In the past I have written about Dr. Morgan.
Sometime around the turn of the twentieth century a Dr. Morgan came to Ocracoke and stayed for some time at the old Pamlico Inn.
Dr. Morgan was clearly well educated and quite refined, but he seems to have been suffering from alcoholism. He came to the island to recover, not to set up a practice, but naturally, when islanders discovered his profession, they sought him out during times of illness.
Dr. Morgan's best remembered treatment was curing young Billy Scarborough of lockjaw. Folks around these parts considered it a miracle. It was the first known cure for lockjaw that anyone here had ever heard of.
Islanders could not help but notice Dr. Morgan's preference for gourmet foods (he enjoyed terrapin stewed in wine) and impeccable dress. Scuttlebutt on the island suggested that he was part of the wealthy and respected J.P. Morgan clan, and had been "exiled" to Ocracoke as a black sheep of the family. He died only a few years after moving to Ocracoke, and is buried in an unmarked grave on Live Oak Road. Only one member of his birth family attended the funeral. Reports indicate that this relative created quite a stir because of his fine suit and expensive shoes.
I have done a little Internet research on the J.P. Morgan family. Many sites say that J.P. (1837-1913) was the only son of Junius Spencer Morgan (1813-1890). It turns out there was one other son, Junius Spencer Morgan. Jr. who was born in 1846, but he died when he was just four years old.
JPM had only one son, "Jack" (1867-1943) who was a well known banker and philanthropist.

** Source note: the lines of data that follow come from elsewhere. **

PR #1648, opened 2026-04-04
Migrate modern platform to 26.2

calcastor:
to-do:

- ~~Switch to tagged Cloud release when existent~~
- ~~There are likely side-effects to each match world being loaded as a separate dimension to look into (time desync is one; time seems to "cycle" despite gamerule until a match ends?? not sure)~~ ~~pending Paper TO-DOs~~
- intersect jar
- ~~https://github.com/PaperMC/adventure-platform/pull/241 so PGM doesn't need to rely on plugin remapping; eventually we need adventure-platform to support Adventure 5.0 when that is tagged~~


platform/platform-modern/src/main/java/tc/oc/pgm/platform/modern/impl/ModernNMSHacks.java
```diff
@@ -327,75 +326,26 @@ public World createWorld(WorldCreator creator) {
...
-    // Abort if level.dat is empty
-    if (!levelStorageAccess.hasWorldData()) {
-      throw new UnsupportedOperationException("Cannot use PGM createWorld with an empty level.dat");
-    }
-
-    Dynamic<?> dataTag;
-    LevelSummary summary;
+  private static int readDataVersion(Path worldFolder) {
+    Path levelDat = worldFolder.resolve("level.dat");
+    if (!Files.exists(levelDat)) return 0;
```
TTtie: This is already implemented as MiscUtils#getWorldDataVersion (with less checking and slightly different return values)

platform/platform-modern/src/main/java/tc/oc/pgm/platform/modern/impl/ModernNMSHacks.java
```diff
@@ -235,87 +214,104 @@ public World createWorld(WorldCreator creator) {
...
+
+    LevelStem configuredStem =
+        console.registryAccess().lookupOrThrow(Registries.LEVEL_STEM).getValue(actualDimension);
+    if (configuredStem == null) {
+      throw new IllegalStateException("Missing configured level stem " + actualDimension);
+    }
+
+    // PGM: We need to read data version from level.dat pre-migration
+    int dataVersion =
+        MISC_UTILS.getWorldDataVersion(server.getWorldContainer().toPath().resolve(name));
```
TTtie: The util method takes a path to level.dat itself instead of the path to the world directory, btw.
```suggestion
        MISC_UTILS.getWorldDataVersion(server.getWorldContainer().toPath().resolve(name).resolve("level.dat"));
```

buildSrc/src/main/kotlin/buildlogic.java-conventions.gradle.kts
```diff
@@ -18,27 +18,39 @@ repositories {
...
 }
 
 dependencies {
     api("org.jdom:jdom2:2.0.6.1")
     api("net.kyori:adventure-api:4.26.1")
     api("net.kyori:adventure-text-serializer-plain:4.26.1")
-    api("net.kyori:adventure-platform-bukkit:4.4.1")
+    // adventure-platform fork with ViaVersion and 1.21.11+ fixes
+    // https://github.com/OvercastCommunity/adventure-platform
+    api("com.github.OvercastCommunity.adventure-platform:adventure-platform-bukkit:04de657e85")
```
cswhite2000: I guess your upstream pr was ignored?
Is that repo just not particularly responsive?

calcastor: `adventure-platform` is largely unmaintained; numerous PRs have been left dormant there despite addressing relevant concerns for projects which use it. Whether it is going to be updated for Adventure 5.x or see any updates at all was up in the air last I spoke to a maintainer about it. It seems like platform-native Adventure implementations are the preferred/supported way forward, but that doesn't work for us given the platforms we support and how we take advantage of `adventure-platform` to pass our own component renderer.

The set of changes in the fork are related to ViaVersion 5.x support, as well as the PR I made which fixes vote books not opening. I also added a fix for translations in 1.16+ when ViaFacet is used in https://github.com/OvercastCommunity/adventure-platform/commit/53c838e42190f802b505281754baeebc6b0bf2b1. The fork also drops usage of GSONComponentSerializer that are removed in Adventure 5.x, and I additionally have a change elsewhere that migrates `adventure-platform` to Adventure 5.x when that becomes relevant (currently Paper 26.1.2 is still on 4.26.1 so we don't need that yet).

core/src/main/java/tc/oc/pgm/action/actions/MessageAction.java
```diff
@@ -75,14 +75,23 @@ private Component replaceClickEvents(
...
     var children = new ArrayList<>(component.children());
     children.replaceAll(child -> replaceClickEvents(child, replacer));
     return component.children(children);
   }
 
+  @SuppressWarnings({"rawtypes", "unchecked", "RedundantSuppression"})
+  private ClickEvent replaceTextClickEvent(
+      ClickEvent.Action action, ClickEvent.Payload.Text payload) {
+    if (!action.supports(payload)) {
+      throw new IllegalArgumentException("Action " + action + " does not support text payloads");
```
Pablete1234: i'm not sure that this can ever happen; we're only replacing clicks who's payloads were Text meaning they must be strings after the change too.
The only thing you seem to need this for is generics, but you're not using them either.

consider just a method like:
```java
private <T extends ClickEvent.Payload.String> ClickEvent<T> replaceEvent(ClickEvent<T> ev, Function<MatchResult, String> replacer) {
  var matcher = PATTERN.matcher(payload.value());
  var result = new StringBuilder();
  while (matcher.find()) matcher.appendReplacement(result, replacer.apply(matcher));
  matcher.appendTail(result);
  var resultPayload = ClickEvent.Payload.string(result.toString());
  return ClickEvent.clickEvent(click.action(), resultPayload);
}
```
and only call it inside the if section of that previous method, where you know the click is of the right type

util/src/main/java/tc/oc/pgm/util/platform/Platform.java
```diff
@@ -25,16 +25,29 @@ public abstract class Platform {
...
+    return new Version(leadingInt(parts, 0), leadingInt(parts, 1), leadingInt(parts, 2));
+  }
+
+  private static int leadingInt(String[] parts, int idx) {
+    if (idx >= parts.length) return 0;
+    String s = parts[idx];
+    int end = 0;
+    while (end < s.length() && Character.isDigit(s.charAt(end))) end++;
+    return end > 0 ? Integer.parseInt(s.substring(0, end)) : 0;
+  }
```
Pablete1234: You're better off just parsing a regex:
```
private static final Pattern VERSION_MATCHER = Pattern.compile("(\\d{1,2})\\.(\\d{1,2})\\.(\\d{1,2})");`
```
just call find on the string, and parse the 3 groups

core/src/main/java/tc/oc/pgm/match/MatchPlayerImpl.java
```diff
@@ -332,12 +333,15 @@ public void setFrozen(boolean yes) {
...
-        ENTITIES.spawnFreezeEntity(bukkit, FROZEN_VEHICLE_ENTITY_ID, isLegacy()).send(bukkit);
-        ENTITIES.entityMount(bukkit.getEntityId(), FROZEN_VEHICLE_ENTITY_ID).send(bukkit);
+        ENTITIES
+            .spawnFreezeEntity(bukkit, getFrozenVehicleId(world), isLegacy())
+            .send(bukkit);
+        ENTITIES.entityMount(bukkit.getEntityId(), getFrozenVehicleId(world)).send(bukkit);
       } else {
-        ENTITIES.destroyEntitiesPacket(FROZEN_VEHICLE_ENTITY_ID).send(bukkit);
+        ENTITIES.destroyEntitiesPacket(getFrozenVehicleId(world)).send(bukkit);
       }
```
Pablete1234, line 342: this is NOT going to work, frozen vehicle used to be a constant, so spawning/deleting using the same constant is referring to spawning/deleting that same constant.
With this change it is now calling the method which allocates a new entity id every time

util/src/main/java/tc/oc/pgm/util/platform/Platform.java
```diff
@@ -21,20 +22,32 @@
...
   public static final Variant VARIANT;
 
+  private static Version parseServerVersion(final @NonNull String versionName) {
+    var matcher = VERSION_MATCHER.matcher(versionName);
+    return matcher.find()
+        ? new Version(
+            Integer.parseInt(matcher.group(1)),
+            Integer.parseInt(matcher.group(2)),
+            Integer.parseInt(matcher.group(3)))
+        : new Version(0, 0, 0);
```
Pablete1234: any reason to manually parse instead of using TextParser.parseVersion, besides just the part where you're deciding what to grab? imo would be cleaner to use a regex to find the potential version here and pass that to the parser to get a real version, instead of defaulting to 0,0,0

util/build.gradle.kts
```diff
@@ -4,8 +4,8 @@ plugins {
 }
 
 dependencies {
-    compileOnly("dev.pgm.paper:paper-api:1.8_1.21.11-SNAPSHOT")
-    testImplementation("io.papermc.paper:paper-api:1.21.11-R0.1-SNAPSHOT")
+    compileOnly("dev.pgm.paper:paper-api:1.8_26.1.2-SNAPSHOT")
```
Pablete1234: still targeting 26.1?

calcastor: Waiting on non-alpha for the moment

calcastor:
Marking as draft pending https://github.com/retrooper/packetevents/pull/1505; things work fine on modern Paper but this is not the case for legacy.

calcastor:
> Marking as draft pending [retrooper/packetevents#1505](https://github.com/retrooper/packetevents/pull/1505); things work fine on modern Paper but this is not the case for legacy.

Given that upstream packetevents is working fine on modern (as Paper is providing the Adventure dependency), and that packetevents is optional for legacy, I've undrafted this PR.

platform/platform-modern/src/main/java/tc/oc/pgm/platform/modern/util/ModernWorldLoader.java
```diff
@@ -0,0 +1,343 @@
...
+        console,
+        Util.backgroundExecutor(),
+        console.storageSource,
+        worldGenSettings,
+        dimensionKey,
+        customStem,
+        false, // PGM: force isDebug false
+        biomeZoomSeed,
+        ImmutableList.of(), // PGM: no spawners
+        true, // PGM: force tickTime true
```
TTtie, line 199:
```suggestion
        true,
```
extremely tiny nit but this being `true` comes from Paper rather than from us

TTtie (approved):
Seems okay to me from a glance.

Might want to consider using [Markdown doc comments](https://openjdk.org/jeps/467) for the new code going forward now that we'll be targeting Java 25 once merged but this is merely a thing of taste.

PR #1650, opened 2026-04-07
Add hover event for top 10 player stats in StatsMatchModule.getMessage()

nicoliee:
I updated getMessage to add a hover tooltip that shows the Top 10 players for that stat, skips entries with value 0, and displays tied entries on the same line using TextFormatter.list.

The objective is to make it easier for people to see top <stat> without the use of a website or going into the stats menu for each team and comparing them manually.

### DIFF
--- a/core/src/main/java/tc/oc/pgm/stats/StatsMatchModule.java
+++ b/core/src/main/java/tc/oc/pgm/stats/StatsMatchModule.java
@@ -20,7 +20,6 @@ import java.util.HashMap;
 import java.util.HashSet;
 import java.util.List;
 import java.util.Map;
-import java.util.Objects;
 import java.util.Set;
 import java.util.UUID;
 import java.util.concurrent.TimeUnit;
@@ -79,6 +78,7 @@ import tc.oc.pgm.stats.menu.items.VerboseStatsMenuItem;
 import tc.oc.pgm.teams.Team;
 import tc.oc.pgm.tracker.TrackerMatchModule;
 import tc.oc.pgm.tracker.info.ProjectileInfo;
+import tc.oc.pgm.util.collection.RankedSet;
 import tc.oc.pgm.util.named.NameStyle;
 import tc.oc.pgm.util.text.TextFormatter;
 import tc.oc.pgm.util.usernames.UsernameResolvers;
@@ -106,6 +106,7 @@ public class StatsMatchModule implements MatchModule, Listener {
   private List<MenuItem> teams;
 
   private static final int TOP_HOVER_LIMIT = 10;
+  private static final int MAX_PLAYERS = 15;
 
   public StatsMatchModule(Match match, List<StatType.OfFormula> formulaStats) {
     this.match = match;
@@ -499,38 +500,43 @@ public class StatsMatchModule implements MatchModule, Listener {
   }
 
   private Component buildTopHover(AggStat<?> agg) {
-    var top = allPlayerStats.entrySet().stream()
-        .map(e -> {
-          Number val = getStatValue(agg.type, match.getPlayer(e.getKey()), e.getValue());
-          return val != null && val.doubleValue() > 0
-              ? Map.entry(e.getKey(), val.doubleValue())
-              : null;
-        })
-        .filter(Objects::nonNull)
-        .sorted(Map.Entry.<UUID, Double>comparingByValue().reversed())
-        .toList();
+    RankedSet<Map.Entry<UUID, Double>> ranked =
+        new RankedSet<>(Comparator.<Map.Entry<UUID, Double>, Double>comparing(Map.Entry::getValue)
+            .reversed());
 
-    if (top.size() <= 1) return null;
+    for (Map.Entry<UUID, PlayerStats> e : allPlayerStats.entrySet()) {
+      Number val = getStatValue(agg.type, match.getPlayer(e.getKey()), e.getValue());
+      if (val != null && val.doubleValue() > 0)
+        ranked.add(Map.entry(e.getKey(), val.doubleValue()));
+    }
 
-    var lines = new ArrayList<Component>();
-    for (int i = 0; i < top.size() && lines.size() < TOP_HOVER_LIMIT; ) {
-      double value = top.get(i).getValue();
-      int j = i;
-      while (j < top.size() && Double.compare(top.get(j).getValue(), value) == 0) {
-        j++;
+    if (ranked.size() <= 1) return null;
+
+    List<Component> lines = new ArrayList<>();
+    int playersShown = 0;
+    int rank = 1;
+
+    for (Set<Map.Entry<UUID, Double>> rankSet : ranked.ranksView()) {
+      if (lines.size() >= TOP_HOVER_LIMIT || playersShown >= MAX_PLAYERS) break;
+
+      List<Map.Entry<UUID, Double>> entries = new ArrayList<>(rankSet);
+      int rankSize = entries.size();
+
+      if (rankSize <= 3) {
+        List<Component> names =
+            entries.stream().map(e -> getPlayerComponent(e.getKey())).toList();
+        lines.add(rankLine(
+            rank, agg, list(names, NamedTextColor.GRAY), entries.getFirst().getValue()));
+        playersShown += rankSize;
+      } else {
+        for (Map.Entry<UUID, Double> entry : entries) {
+          if (lines.size() >= TOP_HOVER_LIMIT || playersShown >= MAX_PLAYERS) break;
+          lines.add(rankLine(rank, agg, getPlayerComponent(entry.getKey()), entry.getValue()));
+          playersShown++;
+        }
       }
 
-      var tiedPlayers = top.subList(i, j).stream()
-          .map(entry -> getPlayerComponent(entry.getKey()))
-          .toList();
-
-      lines.add(text((lines.size() + 1) + ". ")
-          .color(NamedTextColor.WHITE)
-          .append(list(tiedPlayers, NamedTextColor.GRAY))
-          .append(text(" - ").color(NamedTextColor.GRAY))
-          .append(agg.type.makeNumber(value)));
-
-      i = j;
+      rank += rankSize;
     }
 
     return Component.join(
@@ -539,5 +545,13 @@ public class StatsMatchModule implements MatchModule, Listener {
                 Stream.of(translatable("match.stats.top", agg.type.component(empty()))),
                 lines.stream())
             .toList());
+  }
+
+  private Component rankLine(int rank, AggStat<?> agg, Component who, double value) {
+    return text(rank + ". ")
+        .color(NamedTextColor.WHITE)
+        .append(who)
+        .append(text(" - ").color(NamedTextColor.GRAY))
+        .append(agg.type.makeNumber(value));
   }
 }
--- a/core/src/main/java/tc/oc/pgm/stats/StatsMatchModule.java
+++ b/core/src/main/java/tc/oc/pgm/stats/StatsMatchModule.java
@@ -23,7 +23,9 @@ import java.util.Map;
 import java.util.Set;
 import java.util.UUID;
 import java.util.concurrent.TimeUnit;
+import java.util.stream.Collectors;
 import net.kyori.adventure.text.Component;
+import net.kyori.adventure.text.JoinConfiguration;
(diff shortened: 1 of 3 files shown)


core/src/main/java/tc/oc/pgm/stats/StatsMatchModule.java
```diff
@@ -492,4 +494,44 @@ private static Number getStatValue(StatType<?> statType, MatchPlayer player, Sta
         player != null ? formulaStats.formula().apply(player) : null;
     };
   }
+
+  private Component buildTop10Hover(AggStat<?> agg) {
+    Map<Double, List<UUID>> byValue = new java.util.TreeMap<>(Comparator.reverseOrder());
+    Component header = text("Top ").append(agg.type.component(empty()));
```
cswhite2000: Should be using a translatable component

core/src/main/java/tc/oc/pgm/stats/StatsMatchModule.java
```diff
@@ -492,4 +494,44 @@ private static Number getStatValue(StatType<?> statType, MatchPlayer player, Sta
         player != null ? formulaStats.formula().apply(player) : null;
     };
   }
+
+  private Component buildTop10Hover(AggStat<?> agg) {
+    Map<Double, List<UUID>> byValue = new java.util.TreeMap<>(Comparator.reverseOrder());
```
cswhite2000: import this

core/src/main/java/tc/oc/pgm/stats/StatsMatchModule.java
```diff
@@ -492,4 +494,44 @@ private static Number getStatValue(StatType<?> statType, MatchPlayer player, Sta
...
+          .color(NamedTextColor.WHITE)
+          .append(namesPart)
+          .append(text(" - ").color(NamedTextColor.GRAY))
+          .append(agg.type.makeNumber(val));
+
+      lines.add(line);
+      rank += tied.size();
+    }
+
+    if (lines.isEmpty()) return empty();
```
cswhite2000: lines can't be empty as you always add a header

core/src/main/java/tc/oc/pgm/stats/StatsMatchModule.java
```diff
@@ -492,4 +494,44 @@ private static Number getStatValue(StatType<?> statType, MatchPlayer player, Sta
...
+      if (val == null) return;
+      double d = val.doubleValue();
+      if (d <= 0) return;
+      byValue.computeIfAbsent(d, k -> new ArrayList<>()).add(uuid);
+    });
+
+    List<Component> lines = new ArrayList<>();
+    lines.add(header);
+    int rank = 1;
+    for (Map.Entry<Double, List<UUID>> entry : byValue.entrySet()) {
```
cswhite2000: I'm not convinced this approach is better than just having a stream, sorting it and then taking the top N results, then mapping to component.

core/src/main/java/tc/oc/pgm/stats/StatsMatchModule.java
```diff
@@ -492,4 +494,44 @@ private static Number getStatValue(StatType<?> statType, MatchPlayer player, Sta
...
+      if (rank > 10) break;
+      double val = entry.getKey();
+      List<UUID> tied = entry.getValue();
+
+      List<Component> names =
+          tied.stream().map(this::getPlayerComponent).collect(Collectors.toList());
+      Component namesPart = TextFormatter.list(names, NamedTextColor.WHITE);
```
cswhite2000: if everyone ties then this could be every player in the match.

Older clients crash if they recieve messages that are too long.

cswhite2000 (commented):
10 might be too many names for a hover.
Could you add a screenshot so we can see what this looks like

Also, your commit is not properly signed off. See https://github.com/PGMDev/PGM/blob/dev/docs/CONTRIBUTING.md

nicoliee:
This is how the hover looks when there are tied entries.
I included many ties to demonstrate how it behaves when too many players appear on a single line.

I'm not sure if this is ideal, or if it would be better to limit it to something like the top 5. I'm also unsure how to handle cases where a large number of players are tied (e.g., 5+ players on the same line), since limiting the number of displayed players on a single line would defeat the purpose of the hover.

# Preview:
screenshot-2026-04-08_11-22-46

Pablete1234:
I wonder if it'd make more sense to only show one player per row regardless of ties, and just show them with the same ranking, ie:
```
1. PlayerA - 50
2. PlayerB - 45
2. PlayerC - 45
2. PlayerD - 45
5. PlayerE - 40
6. PlayerF - 38
...
```
This somewhat guarantees that there will always only be 10 players displayed at most, regardless of N-way ties

nicoliee:
I was thinking of listing them only when there are up to 4 ties; otherwise just show it like you suggested. What do you think? It might be a bit inconsistent, but it helps present ties more cleanly (and still shows more players on hover) while handling cases with 5+ ties, which are pretty rare.

Pablete1234:
imo 4+ ties are already pretty long and hard to read, i think 3 is the max that really fits reasonably in something like this, and i'd be fine with that, up to 3-way ties can be merged into one line, more need to be split

i am still somewhat concerned about older clients being kicked by the worst-case of this (ie: up to 30 player names may display)

core/src/main/java/tc/oc/pgm/stats/StatsMatchModule.java
```diff
@@ -492,4 +497,47 @@ private static Number getStatValue(StatType<?> statType, MatchPlayer player, Sta
...
+
+    if (top.size() <= 1) return null;
+
+    var lines = new ArrayList<Component>();
+    for (int i = 0; i < top.size() && lines.size() < TOP_HOVER_LIMIT; ) {
+      double value = top.get(i).getValue();
+      int j = i;
+      while (j < top.size() && Double.compare(top.get(j).getValue(), value) == 0) {
+        j++;
+      }
```
Pablete1234: You should make use of pgm's `RankedSet` for this, feel free to expand it to expose the an iterator over ranks if you want

core/src/main/java/tc/oc/pgm/stats/StatsMatchModule.java
```diff
@@ -492,4 +498,60 @@ private static Number getStatValue(StatType<?> statType, MatchPlayer player, Sta
...
+    if (ranked.size() <= 1) return null;
+
+    List<Component> lines = new ArrayList<>();
+    int playersShown = 0;
+    int rank = 1;
+
+    for (Set<Map.Entry<UUID, Double>> rankSet : ranked.ranksView()) {
+      if (lines.size() >= TOP_HOVER_LIMIT || playersShown >= MAX_PLAYERS) break;
+
+      List<Map.Entry<UUID, Double>> entries = new ArrayList<>(rankSet);
```
Pablete1234, line 522: you should be able to operate on the `rankSet` directly, no need for the list

core/src/main/java/tc/oc/pgm/stats/StatsMatchModule.java
```diff
@@ -492,4 +498,60 @@ private static Number getStatValue(StatType<?> statType, MatchPlayer player, Sta
...
+          lines.add(rankLine(rank, agg, getPlayerComponent(entry.getKey()), entry.getValue()));
+          playersShown++;
+        }
+      }
+
+      rank += rankSize;
+    }
+
+    return Component.join(
+        JoinConfiguration.newlines(),
```
Pablete1234, line 543: i believe 1.7 does not handle `\n` well, at the very least in chat it doesn't
double-check if it works for hovers, and if it doesn't, consider skipping sending this hover to 1.7 clients

core/src/main/java/tc/oc/pgm/stats/StatsMatchModule.java
```diff
@@ -492,4 +498,60 @@ private static Number getStatValue(StatType<?> statType, MatchPlayer player, Sta
...
+        Stream.concat(
+                Stream.of(translatable("match.stats.top", agg.type.component(empty()))),
+                lines.stream())
+            .toList());
+  }
+
+  private Component rankLine(int rank, AggStat<?> agg, Component who, double value) {
```
Pablete1234, line 550:
```suggestion
  private Component rankLine(int rank, AggStat<?> agg, Component who, Number value) {
```
you don't actually know that the type of this stat is a double, some are ints (eg: kills are ints), and the rest of the code at least tries to respect that distinction, this should try too

core/src/main/java/tc/oc/pgm/stats/StatsMatchModule.java
```diff
@@ -492,4 +498,60 @@ private static Number getStatValue(StatType<?> statType, MatchPlayer player, Sta
...
+
+    for (Set<Map.Entry<UUID, Double>> rankSet : ranked.ranksView()) {
+      if (lines.size() >= TOP_HOVER_LIMIT || playersShown >= MAX_PLAYERS) break;
+
+      List<Map.Entry<UUID, Double>> entries = new ArrayList<>(rankSet);
+      int rankSize = entries.size();
+
+      if (rankSize <= 3) {
+        List<Component> names =
+            entries.stream().map(e -> getPlayerComponent(e.getKey())).toList();
```
Pablete1234, line 527: You may want to look at how `credit` function does this, and maybe even reuse it!
mainly talking about using: 
`list(Collections2.transform(players, this::getPlayerComponent), null);`
since the transformed list avoids the allocation cost of the copy, as well as the stream

in your case it would look like:
`var names = Collections2.transform(entries, e -> getPlayerComponent(e.getKey()));`

core/src/main/java/tc/oc/pgm/stats/StatsMatchModule.java
```diff
@@ -492,4 +498,60 @@ private static Number getStatValue(StatType<?> statType, MatchPlayer player, Sta
...
+  private Component buildTopHover(AggStat<?> agg) {
+    RankedSet<Map.Entry<UUID, Double>> ranked =
+        new RankedSet<>(Comparator.<Map.Entry<UUID, Double>, Double>comparing(Map.Entry::getValue)
+            .reversed());
+
+    for (Map.Entry<UUID, PlayerStats> e : allPlayerStats.entrySet()) {
+      Number val = getStatValue(agg.type, match.getPlayer(e.getKey()), e.getValue());
+      if (val != null && val.doubleValue() > 0)
+        ranked.add(Map.entry(e.getKey(), val.doubleValue()));
+    }
```
Pablete1234, line 511: Instead of using a `RankedSet<Map.Entry<UUID, Double>>`, you can use a `RankedSet<Map.Entry<UUID, PlayerStats>>` directly, that just takes in `allPlayerStats` (call with just one addAll or similar) and use a comparator to actually decide ordering (ie: `Comparator.comparing(e -> getStatValue(agg.type, match.getPlayer(e.getKey()), e.getValue())`) and make sure to do nulls last and the right order etc.

```suggestion
    var ranked =
        new RankedSet<Map.Entry<UUID, PlayerStats>>(
            Comparator.nullsLast(
              Comparator.comparing(e -> getStatValue(agg.type, match.getPlayer(e.getKey()), e.getValue()))
            .reversed()));
    ranked.addAll(allPlayerStats);
```


However, this feels like you're re-creating the same logic already done for figuring out the top stats (the whole agg stat class exists for that!), just re-calculating it a second time for top ranks instead of just the max player.

Notice that AggStat already has a `Set<UUID>` with the top#1 players, maybe that's what needs to become the ranked set, and the main stat aggregation logic step would be the one doing the heavy lifting for you; look for this piece of code a bit higher up:
```java
    allPlayerStats.forEach((uuid, s) -> {
      MatchPlayer player = match.getPlayer(uuid);
      stats.replaceAll(stat -> stat.track(uuid, player, s));
    });
```
It's already computing all the agg stats, for all stats, iterating for all players. You could just expand on that aggStat's `track` method to not just keep the top 1 players, but to keep all players, ranked by their stat (ie: a ranked set)

Pablete1234 (changes requested):
After looking into this a bit more, i believe the calculation should be a bit more baked into our existing aggregation logic (ie: `AggStat` and its `track` method).

The display/design side of it seems to have been resolved tho, with the limit of max 10 lines, max 15 players, and max of 3 players in a line, which all seem reasonable to me.

PR #1655, opened 2026-04-14
Migrate to PacketEvents

calcastor:


core/src/main/java/tc/oc/pgm/api/integration/NickIntegration.java
```diff
@@ -1,16 +1,27 @@
...
+
+  /**
+   * Get the skin for a player per viewer
+   *
+   * @param player The viewed player
+   * @param viewer The viewing player
+   * @return The skin shown to a viewer for a player
+   */
+  @Nullable
+  Skin getPlayerSkin(Player player, Player viewer);
```
Pablete1234: For backwards-compat reasons, include a default impl of this that just returns null

platform/platform-modern/src/main/java/tc/oc/pgm/platform/modern/packets/PePacket.java
```diff
@@ -0,0 +1,44 @@
...
+  private final PacketWrapper<?> wrapper;
+
+  public PePacket(PacketWrapper<?> wrapper) {
+    this.wrapper = wrapper;
+  }
+
+  @Override
+  public void send(Player viewer) {
+    if (viewer.isOnline()) {
+      PacketEvents.getAPI().getPlayerManager().sendPacket(viewer, wrapper);
```
Pablete1234:
```suggestion
      PE.sendPacket(viewer, wrapper);
```
and have a `public static final PlayerManager PE = PacketEvents.getAPI().getPlayerManager()` of sorts
also should be done on the rest of uses

cswhite2000 (dismissed):

Pablete1234 (approved):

JPM, Jr. had two sons, one of whom died in 1960, and the other in 1972. Of course, these two Morgans are not candidates for Dr. Morgan of Ocracoke. They died too late. Neither one is buried on the island.
I still am intrigued by our local oral history. It seems clear that Dr. Morgan was not a member of J. P. Morgan's immediate family. But we still might discover that he was part of the extended Morgan clan. I will post again if more information becomes available.